Forgive The Blog Post

Brent Baker at Newsbusters:

“I was at – forgive the expression – a Christmas party,” NPR reporter Nina Totenberg interjected on Inside Washington in the weekend’s oddest cautionary separation from a common description for a common event, seemingly embarrassed to invoke any religious terminology for Christmas. She didn’t say what she’d prefer for parties this time of the year to be named. “Winter solstice party”? Just plain old “holiday party”? Or a “seasonal gathering”?

Ed Morrissey:

Via Newsbusters, Nina Totenberg offers another data point for the “war on Christmas” with this odd, offhand remark about attending a Christmas party. What’s to forgive in that expression?  Christmas gets celebrated as both a religious and secular holiday, and a “Christmas” party is about as offensive as eggnog.  Totenberg seems more interested in apologizing to the PC crowd for even mentioning Christmas rather than using a more generic term, such as holiday celebration.

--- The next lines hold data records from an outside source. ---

PR #1771, opened 2026-03-29
fix(proposer): propagate RPC errors in recovery scan to prevent cache poisoning

0x00101010:
## Summary

- **Bug**: After 1 successful on-chain proposal, the proposer gets permanently stuck and never submits another proposal.
- **Root cause**: `scan_range_for_recovery()` silently swallowed `game_at_index` and `game_info` RPC errors, treating them as "no match." When `recover_latest_state()` received `Ok(None)` from the incremental scan, it advanced the cache watermark (`cached.game_count = count`) while keeping stale state. Future ticks matched `game_count == cached.game_count`, returned the stale cached state, and the pipeline never advanced.
- **Fix**: Propagate RPC errors as `Err` instead of silently skipping, so `recover_latest_state()` never reaches the watermark-advance code path. The next tick retries with the cache intact.

## Stuck sequence (before fix)

1. Submit proposal for block A → success → cache set to `{gc:1, state:block_A}`
2. Submit proposal for block B → success → `game_count` increases to 2
3. `recover_latest_state` → gc=2 > cached gc=1 → incremental scan of 1 new game
4. `game_info` RPC call fails transiently → scan returns `Ok(None)` 
5. Watermark advances to gc=2, cached state remains block_A
6. Every subsequent tick: gc=2 == cached gc=2 → cache hit → stale block_A forever
7. Re-dispatches block B → `GameAlreadyExists` → never advances

### `pipeline.rs`
- `game_at_index` errors: was `filter_map` returning `None` (silent skip), now `warn!` + `return Err(e.into())`
- `game_info` errors: was `continue` (silent skip), now `warn!` + `return Err(e.into())`
- 3 new tests:
  - `test_scan_range_returns_err_on_game_at_index_failure`
  - `test_scan_range_returns_err_on_game_info_failure`
  - `test_recovery_incremental_rpc_error_preserves_cache`

### `test_utils.rs`
- Added `failing_addresses: HashSet<Address>` to `MockAggregateVerifier` for error injection

## Notes

- `output_at_block` RPC errors were already correctly handled (`return Err`) — no change needed
- Root mismatch still uses `continue` (intentional — skip invalid proposals, not an RPC issue)
- Pre-existing build failure in `cli.rs` (`clap` `Arg::env` method) is unrelated to this change

### DIFF
--- a/crates/proof/proposer/src/driver/pipeline.rs
+++ b/crates/proof/proposer/src/driver/pipeline.rs
@@ -638,36 +638,39 @@ where
         // Fetch game_at_index concurrently with order-preserving buffering.
         // Because indices are emitted highest-first, the first type-match is
         // the best — stop consuming the stream immediately.
-        let mut stream = std::pin::pin!(stream::iter(0..len)
-            .map(|i| {
-                let factory = &self.factory_client;
-                async move {
-                    let game_index = count - 1 - i;
-                    let result = factory.game_at_index(game_index).await;
-                    (game_index, result)
-                }
-            })
-            .buffered(RECOVERY_SCAN_CONCURRENCY)
-            .filter_map(|(idx, result)| async move {
-                match result {
-                    Ok(game) if game.game_type == game_type => Some((idx, game)),
-                    Ok(_) => None,
-                    Err(e) => {
-                        warn!(error = %e, game_index = idx, "Failed to read game at index during recovery");
-                        None
+        //
+        // RPC failures are propagated as errors rather than silently skipped,
+        // so the caller does not advance the cache watermark past games that
+        // were never successfully read.
+        let mut stream = std::pin::pin!(
+            stream::iter(0..len)
+                .map(|i| {
+                    let factory = &self.factory_client;
+                    async move {
+                        let game_index = count - 1 - i;
+                        let result = factory.game_at_index(game_index).await;
+                        (game_index, result)
                     }
-                }
-            }));
+                })
+                .buffered(RECOVERY_SCAN_CONCURRENCY)
+        );
 
-        // Try each matching game in order (most-recent first). If
-        // `game_info` fails for one match, fall through to the next rather
-        // than giving up entirely.
-        while let Some((game_index, game)) = stream.next().await {
+        // Try each game in order (most-recent first).
+        while let Some((game_index, result)) = stream.next().await {
+            let game = match result {
+                Ok(game) if game.game_type == game_type => game,
+                Ok(_) => continue,
+                Err(e) => {
+                    warn!(error = %e, game_index, "Failed to read game at index during recovery");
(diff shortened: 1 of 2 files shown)


cb-heimdall:
<table>
<tr>
<th>Requirement</th>
<th>Status</th>
<th>More Info</th>
</tr>
<tr>
<td>Reviews</td>
<td>
✅
<code>1/1</code>
</td>
<td>
<details>
<table>
<tr>
<td>
<details>
<table>
<tr>
<td>0</td>
</tr>
<tr>
<td>0</td>
</tr>
<tr>
<td>0</td>
</tr>
<tr>
<td>
</td>
<td>1</td>
</tr>
<tr>
<td>
<details>
<table>
<tr>
<td><strong>Max</strong></td>
<td><strong>0</strong></td>
</tr>
</table>
</details>
</td>
<td>0</td>
</tr>
<tr>
<td>
From <code>CODEOWNERS</code>
</td>
<td>0</td>
</tr>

Matt Schneider at Mediaite:

On Sunday’s Inside Washington, NPR’s Nina Totenberg apologized for using the words “Christmas party” in a discussion about budgets. It’s unclear why she became as red in the face as the red Christmas flowers behind her when she mistakenly allowed the “offensive” words to escape from her lips. Yet she does regret that no alternative expression was available to describe the party she attended.

[…]

And please forgive the above-mentioned description of the flowers, I should have referred to them as red poinsettias.

Jim Hoft at Gateway Pundit:

Aren’t you just thrilled that your tax dollars – forgive the expression – are paying this loon’s salary?

Don Suber:

Don’t worry. She only insulted Christians, not Muslims so she will keep her job.

Ann Althouse:

Nina Totenberg: “I Was At – Forgive the Expression – a Christmas Party at the Department of Justice….”

Brent Baker at NewsBusters does not understand why Totenberg said “forgive the expression.” In his headline, he uses the same quote I’ve used in my headline, but he puts the ellipsis 5 words before I’ve put mine.